Accompanying these calls to grant the state further repressive powers have been extraordinary efforts to deny any connection between the bombings and Britain’s support for the wars in Afghanistan and Iraq. This is despite the fact that the bombings have been almost universally attributed to Islamic terrorists, despite the lack to date of any clear evidence pointing to the identity of the authors of the atrocity.

Both politicians and the media continue to cite the claim of responsibility by the “Secret Organisation Group of Al Qaeda of Jihad Organisation in Europe.” This claim, by an unknown group, was posted on just one Islamic website, and its credibility has been disputed even by some officials. The posting declared that the attacks were directed against the “government of Britain in response to the massacres Britain committed in Iraq and Afghanistan.”

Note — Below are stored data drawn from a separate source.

PR #573, opened 2023-03-23
feat(core): Display all parsing validation errors

RPate97:
## Purpose
Refactors the parsing logic so that as many errors as possible are output at the same time.

There are a few cases where if a particular issue is detected, it actually stops the rest of the parsing logic from working properly without significant refactoring. In those cases, we continue to throw errors and stop execution but we will still output all errors detected up to that point.

### DIFF
--- a/packages/core/src/config/parse.ts
+++ b/packages/core/src/config/parse.ts
@@ -10,7 +10,7 @@ import { Fragment } from 'ethers/lib/utils'
 import {
   assertStorageUpgradeSafe,
   StorageLayout,
-  ValidationErrors,
+  UpgradeableContractErrorReport,
 } from '@openzeppelin/upgrades-core'
 import { OZ_UUPS_UPDATER_ADDRESS, ProxyABI } from '@chugsplash/contracts'
 import { getDetailedLayout } from '@openzeppelin/upgrades-core/dist/storage/layout'
@@ -66,10 +66,23 @@ import {
 import { ChugSplashRuntimeEnvironment } from '../types'
 
 class InputError extends Error {
-  constructor(message) {
+  constructor(message: string) {
     super(message)
     this.name = 'InputError'
   }
+}
+
+let validationErrors = false
+
+const logValidationError = (
+  logLevel: 'warning' | 'error' = 'warning',
+  title: string,
+  lines: string[],
+  silent: boolean,
+  stream: NodeJS.WritableStream
+) => {
+  validationErrors = true
+  chugsplashLog(logLevel, title, lines, silent, stream)
 }
 
 /**
@@ -83,7 +96,8 @@ export const readValidatedChugSplashConfig = async (
   configPath: string,
   artifactPaths: ArtifactPaths,
   integration: Integration,
-  cre: ChugSplashRuntimeEnvironment
+  cre: ChugSplashRuntimeEnvironment,
+  exitOnFailure: boolean = true
 ): Promise<ParsedChugSplashConfig> => {
   const userConfig = await readUnvalidatedChugSplashConfig(configPath)
   return parseAndValidateChugSplashConfig(
@@ -91,7 +105,8 @@ export const readValidatedChugSplashConfig = async (
     userConfig,
     artifactPaths,
     integration,
-    cre
+    cre,
+    exitOnFailure
   )
 }
 
@@ -128,11 +143,10 @@ export const isEmptyChugSplashConfig = (configFileName: string): boolean => {
  *
  * @param config Config file to validate.
  */
-export const assertValidUserConfigFields = (config: UserChugSplashConfig) => {
-  if (config.contracts === undefined) {
-    throw new Error('contracts field must be defined in ChugSplash config')
-  }
-
+export const assertValidUserConfigFields = (
+  config: UserChugSplashConfig,
+  cre: ChugSplashRuntimeEnvironment
+) => {
   const referenceNames: string[] = Object.keys(config.contracts)
 
   for (const [referenceName, contractConfig] of Object.entries(
@@ -140,8 +154,12 @@ export const assertValidUserConfigFields = (config: UserChugSplashConfig) => {
   )) {
     // Block people from accidentally using templates in contract names.
     if (referenceName.includes('{') || referenceName.includes('}')) {
-      throw new Error(
-        `cannot use template strings in reference names: ${referenceName}`
+      logValidationError(
+        'error',
+        `Cannot use template strings in reference names: ${referenceName}`,
+        [],
+        cre.silent,
+        cre.stream
       )
     }
 
@@ -150,8 +168,12 @@ export const assertValidUserConfigFields = (config: UserChugSplashConfig) => {
       contractConfig.contract.includes('{') ||
       contractConfig.contract.includes('}')
     ) {
-      throw new Error(
-        `cannot use template strings in contract names: ${contractConfig.contract}`
+      logValidationError(
+        'error',
+        `Cannot use template strings in contract name: ${contractConfig.contract}`,
+        [],
+        cre.silent,
+        cre.stream
       )
     }
 
@@ -160,8 +182,12 @@ export const assertValidUserConfigFields = (config: UserChugSplashConfig) => {
       contractConfig.externalProxy !== undefined &&
       !ethers.utils.isAddress(contractConfig.externalProxy)
     ) {
-      throw new Error(
-        `external proxy address is not a valid address: ${contractConfig.externalProxy}`
+      logValidationError(
+        'error',
+        `External proxy address is not a valid address: ${contractConfig.externalProxy}`,
+        [],
+        cre.silent,
+        cre.stream
       )
     }
 
@@ -170,8 +196,12 @@ export const assertValidUserConfigFields = (config: UserChugSplashConfig) => {
       contractConfig.externalProxyType !== undefined &&
       isExternalProxyType(contractConfig.externalProxyType) === false
     ) {
-      throw new Error(
-        `External proxy type is not valid: ${contractConfig.externalProxyType}`
+      logValidationError(
+        'error',
+        `External proxy type is not valid ${contractConfig.externalProxyType}`,
+        [],
+        cre.silent,
+        cre.stream
       )
     }
 
@@ -180,17 +210,23 @@ export const assertValidUserConfigFields = (config: UserChugSplashConfig) => {
       contractConfig.externalProxy !== undefined &&
       contractConfig.externalProxyType === undefined
     ) {
-      throw new Error(
-        `User included an 'externalProxy' field for ${contractConfig.contract} in ${config.options.projectName},\n` +
-          `but did not include an 'externalProxyType' field. Please include both or neither.`
+      logValidationError(
+        'error',
+        `User included an 'externalProxy' field, but did not include an 'externalProxyType'\nfield for ${contractConfig.contract}. Please include both or neither.`,
+        [],
+        cre.silent,
+        cre.stream
       )
     } else if (
       contractConfig.externalProxy === undefined &&
       contractConfig.externalProxyType !== undefined
     ) {
-      throw new Error(
-        `User included an 'externalProxyType' field for ${contractConfig.contract} in ${config.options.projectName},\n` +
-          `but did not include an 'externalProxy' field. Please include both or neither.`
+      logValidationError(
+        'error',
+        `User included an 'externalProxyType' field, but did not include an 'externalProxy'\nfield for ${contractConfig.contract}. Please include both or neither.`,
+        [],
+        cre.silent,
+        cre.stream
       )
     }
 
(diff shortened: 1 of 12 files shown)


packages/core/src/config/parse.ts
```diff
@@ -1077,21 +1194,27 @@ export const assertValidParsedChugSplashFile = async (
...
   } = cre
 
-  // Determine if the deployment is an upgrade
-  const projectName = parsedConfig.options.projectName
+  let isValid = true
+
+  const openzeppelinStorageLayouts = await fetchOpenZeppelinStorageLayouts(
+    cre.hre,
+    userConfig
+  )
```
sam-goldman, line 1212: Is there a reason we include the `hre` inside of the `cre` now? IMO it's more straightforward to call `importOpenZeppelinStorageLayouts` inside of `createChugSplashRuntime`, which is how we did this previously. I think it's a cleaner approach, plus we don't need to pass around the HRE inside of the core package

packages/core/src/utils.ts
```diff
@@ -1016,8 +1044,9 @@ export const getOpenZeppelinValidationOpts = (
   const options = {
     kind: toOpenZeppelinProxyType(proxyType),
     unsafeAllow,
-    unsafeAllowRenames: contractConfig.unsafeAllowRenames,
-    unsafeSkipStorageCheck: contractConfig.unsafeSkipStorageCheck,
+    unsafeAllowCustomTypes: false,
+    unsafeAllowRenames: contractConfig.unsafeAllowRenames ?? false,
+    unsafeSkipStorageCheck: contractConfig.unsafeSkipStorageCheck ?? false,
```
sam-goldman, line 1049: Seems like these weren't merged correctly? This was updated in #572

packages/plugins/src/foundry/index.ts
```diff
@@ -76,6 +76,11 @@ const command = args[0]
         'foundry',
         cre
       )
+
+      if (config === false) {
```
sam-goldman, line 80: It'd be nice if we handled this case inside of `readValidatedChugSplashConfig`. For example, we could `process.exit()`. That way, we don't need to always remember to handle this case, and we can get rid of all of these if-statements.

sam-goldman:
This PR uses this pattern in a bunch of places: `let isValid = true; isValid = false`. This seems error-prone and difficult to maintain because we need to ensure we set `isValid = false` in dozens of if-statements. I think a better pattern is what OpenZeppelin does in their `getErrors` function, which is called inside of the constructor of their `UpgradeableContract` class. They use a `ValidationError[]` array to accumulate the error messages / warnings.

RPate97:
> This PR uses this pattern in a bunch of places: `let isValid = true; isValid = false`. This seems error-prone and difficult to maintain because we need to ensure we set `isValid = false` in dozens of if-statements. I think a better pattern is what OpenZeppelin does in their `getErrors` function, which is called inside of the constructor of their `UpgradeableContract` class. They use a `ValidationError[]` array to accumulate the error messages / warnings.

I agree with the sentiment and have refactored the logic to make this more maintainable by removing most of the logic passing around the `isValid` variable. However, I did not go all the way to using a  `ValidationError[]` array. Instead, I used a global variable `validationErrors`. That variable is updated to true if any error is output. If it is true at the end of the parsing logic then we exit with code 1. 

I chose to do it this way because we cannot guarantee that the complete parsing logic will always be executed. There are several cases where invalid user inputs make the rest of the parsing logic impossible to execute (not literally, we'd just have to do some more significant refactoring to handle them). By logging the errors as we go, we're still able to output everything up until those cases are hit. The alternative is that we output nothing except the last error.

I'm open to coming back and handling those specific cases more cleanly to make the full process guaranteed to execute completely, but I'd rather not make this PR more complex than it already is. For now, I believe this is fine.

sam-goldman:
> > This PR uses this pattern in a bunch of places: `let isValid = true; isValid = false`. This seems error-prone and difficult to maintain because we need to ensure we set `isValid = false` in dozens of if-statements. I think a better pattern is what OpenZeppelin does in their `getErrors` function, which is called inside of the constructor of their `UpgradeableContract` class. They use a `ValidationError[]` array to accumulate the error messages / warnings.
> 
> I agree with the sentiment and have refactored the logic to make this more maintainable by removing most of the logic passing around the `isValid` variable. However, I did not go all the way to using a `ValidationError[]` array. Instead, I used a global variable `validationErrors`. That variable is updated to true if any error is output. If it is true at the end of the parsing logic then we exit with code 1.
> 
> I chose to do it this way because we cannot guarantee that the complete parsing logic will always be executed. There are several cases where invalid user inputs make the rest of the parsing logic impossible to execute (not literally, we'd just have to do some more significant refactoring to handle them). By logging the errors as we go, we're still able to output everything up until those cases are hit. The alternative is that we output nothing except the last error.
> 
> I'm open to coming back and handling those specific cases more cleanly to make the full process guaranteed to execute completely, but I'd rather not make this PR more complex than it already is. For now, I believe this is fine.

Got it, that makes sense. Maybe a sufficient solution is to have a few different ValidationError arrays that are grouped logically? That way, we wouldn't need to do a significant refactor to guarantee that the full process parses correctly. I'm good with saving that for a future PR

packages/core/src/config/parse.ts
```diff
@@ -857,15 +907,20 @@ export const parseAndValidateVariable = (
...
   contractConfig: UserContractConfig,
   storageLayout: SolidityStorageLayout,
-  compilerOutput: CompilerOutput
+  compilerOutput: CompilerOutput,
+  cre: ChugSplashRuntimeEnvironment
 ): {
-  [name: string]: ParsedConfigVariable
+  variables: {
+    [name: string]: ParsedConfigVariable
+  }
```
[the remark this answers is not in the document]
sam-goldman: Looks like this change may have been undone? Also a few lines below too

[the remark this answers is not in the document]
RPate97: huh, weird

packages/core/src/config/parse.ts
```diff
@@ -913,40 +939,74 @@ const parseContractVariables = (
...
+        `The following variables were defined in the contract ${contractConfig.contract} (or one of its parent contracts) but were not defined in the ChugSplash config file:`,
+        lines,
+        cre.silent,
+        cre.stream
+      )
+    }
   }
 
-  return parsedConfigVariables
+  return { variables: parsedConfigVariables }
```
sam-goldman, line 1009: I think this can be simplified to `parsedConfigVariables`

packages/core/src/config/parse.ts
```diff
@@ -857,15 +884,14 @@ export const parseAndValidateVariable = (
 const parseContractVariables = (
   contractConfig: UserContractConfig,
   storageLayout: SolidityStorageLayout,
-  compilerOutput: CompilerOutput
+  compilerOutput: CompilerOutput,
+  cre: ChugSplashRuntimeEnvironment
 ): {
-  [name: string]: ParsedConfigVariable
+  variables: ParsedConfigVariables
```
sam-goldman, line 890: > I think this can be simplified to `return parsedConfigVariables`

Similarly, I think this can be simplified from `{ variables: ParsedConfigVariables }` to just `ParsedConfigVariables`

packages/core/src/config/parse.ts
```diff
@@ -66,12 +66,25 @@ import {
...
+  constructor(message: string) {
     super(message)
     this.name = 'InputError'
   }
 }
 
+let validationErrors = false
+
+const logValidationError = (
+  logLevel: 'warning' | 'error' = 'warning',
```
sam-goldman, line 78: Is this the same as `logLevel: 'warning' | 'error'`? It appears to be when I hover over it in VSCode. If so, could simplify it

packages/core/src/config/parse.ts
```diff
@@ -857,15 +884,14 @@ export const parseAndValidateVariable = (
...
-  [name: string]: ParsedConfigVariable
+  variables: ParsedConfigVariables
 } => {
-  const parsedConfigVariables: {
-    [name: string]: ParsedConfigVariable
-  } = {}
+  const parsedConfigVariables: ParsedConfigVariables = {}
   if (!contractConfig.variables) {
-    return {}
+    return { variables: {} }
```
sam-goldman, line 894: > > I think this can be simplified to `return parsedConfigVariables`
> 
> Similarly, I think this can be simplified from `{ variables: ParsedConfigVariables }` to just `ParsedConfigVariables`

Likewise, this'd just be `{}`

packages/core/src/config/parse.ts
```diff
@@ -962,8 +1022,9 @@ const parseContractVariables = (
 export const parseAndValidateConstructorArgs = (
   userConstructorArgs: UserConfigVariables,
   referenceName: string,
-  abi: Array<Fragment>
-): ParsedConfigVariables => {
+  abi: Array<Fragment>,
+  cre: ChugSplashRuntimeEnvironment
+): { args: ParsedConfigVariables } => {
```
sam-goldman, line 1027: > > I think this can be simplified to `return parsedConfigVariables`
> 
> Similarly, I think this can be simplified from `{ variables: ParsedConfigVariables }` to just `ParsedConfigVariables`

Same thing here

packages/core/src/config/parse.ts
```diff
@@ -1077,21 +1159,15 @@ export const assertValidParsedChugSplashFile = async (
...
-) => {
-  const {
-    canonicalConfigPath,
-    remoteExecution,
-    autoConfirm,
-    openzeppelinStorageLayouts,
-  } = cre
+): Promise<{
+  upgrade: boolean
+}> => {
```
sam-goldman, line 1164: Could we just return a boolean here instead of an object containing a boolean?

packages/core/src/config/parse.ts
```diff
@@ -1500,12 +1589,22 @@ const parseAndValidateChugSplashConfig = async (
...
+      ) {
+        logValidationError(
+          'error',
+          `Entered a proxy address that does not exist: ${userContractConfig.externalProxy}`,
+          [],
+          cre.silent,
+          cre.stream
+        )
+      }
+    } catch {
```
sam-goldman, line 1605: The try/catch seems unnecessary here. We could just check if the proxy's valid via `ethers.utils.isAddress`, then call `logValidationError` if it's invalid

packages/core/src/tasks/index.ts
```diff
@@ -76,7 +77,7 @@ import {
 export const chugsplashRegisterAbstractTask = async (
   provider: ethers.providers.JsonRpcProvider,
   signer: ethers.Signer,
-  parsedConfig: ParsedChugSplashConfig,
+  parsedConfig: UserChugSplashConfig | ParsedChugSplashConfig,
```
sam-goldman, line 80: nit: `parsedConfig` -> `config`

packages/plugins/src/hardhat/artifacts.ts
```diff
@@ -99,43 +98,38 @@ export const getArtifactPaths = async (
...
       )
-      layouts[referenceName] = storageLayout
+      return storageLayout
     }
   }
 
-  return layouts
+  throw new Error(
+    'Should not attempt to import OpenZeppelin storage layout for non-OpenZeppelin proxy type. Please report this to the developers.'
+  )
```
sam-goldman, line 134: I don't think we should throw an error here because it'll prevent the error at the end of `getPreviousStorageLayoutOZFormat` from ever getting triggered. Instead, I think the cleanest way to handle this is to return `Promise<StorageLayout | undefined>` from this function, and throw the error at the end of `getPreviousStorageLayoutOZFormat`

packages/plugins/src/hardhat/deployments.ts
```diff
@@ -47,7 +47,7 @@ export const deployAllChugSplashConfigs = async (
   silent: boolean,
   ipfsUrl: string,
   fileNames?: string[]
-) => {
+): Promise<boolean> => {
```
sam-goldman, line 50: What's the purpose of returning a boolean here? It doesn't look like we ever return false

packages/plugins/src/hardhat/deployments.ts
```diff
@@ -71,7 +71,7 @@ export const deployAllChugSplashConfigs = async (
 
     // Skip this config if it's empty.
     if (isEmptyChugSplashConfig(configPath)) {
-      return
+      return true
```
sam-goldman, line 74: It seems like this should be `continue` instead of `return`

packages/plugins/src/utils.ts
```diff
@@ -1,10 +1,19 @@
...
-  readUnvalidatedChugSplashConfig,
+  ParsedContractConfig,
 } from '@chugsplash/core'
 import { HardhatRuntimeEnvironment } from 'hardhat/types'
 
-import { importOpenZeppelinStorageLayouts } from './hardhat/artifacts'
+import { importOpenZeppelinStorageLayout } from './hardhat/artifacts'
+
+const fetchOpenZeppelinStorageLayout = async (
+  hre: HardhatRuntimeEnvironment | undefined = undefined,
```
sam-goldman, line 10: If you agree with my comments above, we can remove this function and just use `importOpenZeppelinStorageLayout`

packages/plugins/src/hardhat/artifacts.ts
```diff
@@ -99,43 +98,38 @@ export const getArtifactPaths = async (
...
       const manifest = await Manifest.forNetwork(hre.network.provider)
       const deployData = await getDeployData(
         hre,
-        await hre.ethers.getContractFactory(userContractConfig.contract),
+        await hre.ethers.getContractFactory(parsedContractConfig.contract),
         getOpenZeppelinValidationOpts(
-          userContractConfig.externalProxyType ?? 'internal-default',
-          userContractConfig
+          parsedContractConfig.proxyType,
+          parsedContractConfig
```
sam-goldman, line 120: It looks like `getOpenZeppelinValidationOpts` should only accept `UserContractConfig` types, but strangely TypeScript doesn't throw an error when we pass in a `ParsedContractConfig` here

packages/core/src/tasks/index.ts
```diff
@@ -76,28 +77,28 @@ import {
 export const chugsplashRegisterAbstractTask = async (
   provider: ethers.providers.JsonRpcProvider,
   signer: ethers.Signer,
-  parsedConfig: ParsedChugSplashConfig,
+  config: UserChugSplashConfig | ParsedChugSplashConfig,
```
sam-goldman, line 80: It actually looks like we can replace this with `userConfig: UserChugSplashConfig` because this type is a subset of the `ParsedChugSplashConfig` type

sam-goldman (approved):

Yet Home Secretary Charles Clarke, after stating that the claim of responsibility on the Internet was a “serious one,” said in the next breath, “There is no evidence [it] had anything to do with the Iraq war.... That’s not about Iraq or any other particular foreign policy issue, it’s about a fundamentalist attack on the way we live our lives.”

The Times, another publication of Murdoch’s, also insisted, “There may be a few people inclined to make a link between the deaths in London and the intervention in Iraq. This is utterly flawed thinking.... London was attacked because extremists want to ignite a ‘holy war’ between themselves and democratic society.”

The one prominent political figure who made a connection between the bombings and the wars in Iraq and Afghanistan was George Galloway. Currently a member of Parliament for the Respect party, Galloway was previously expelled from the Labour Party for opposing the Iraq war. In Parliament, he said Londoners had “paid the price” for the US-led coalition’s actions in Afghanistan, Iraq and Guantanamo, which had inflamed hatred against the West in the Muslim world.

Galloway’s statement provoked a furious response. Armed Forces Minister Adam Ingram accused him of “dipping his poisonous tongue in a pool of blood.”

The Sun’s editorial described Galloway as a “disgusting slimeball.”

Christopher Hitchens, writing in the Daily Mirror, said Galloway was acting “as a megaphone for psychotic killers.”

The reason for such vitriol—and why a connection between terrorist bombs and Iraq and Afghanistan is denied—is clear. The government is keen to utilise the criminal actions of the terrorists to press forward its efforts to secure a share of Middle East oil reserves in alliance with Washington. It also believes that it can capitalise on the confusion created by the bombings to intimidate and silence its opponents.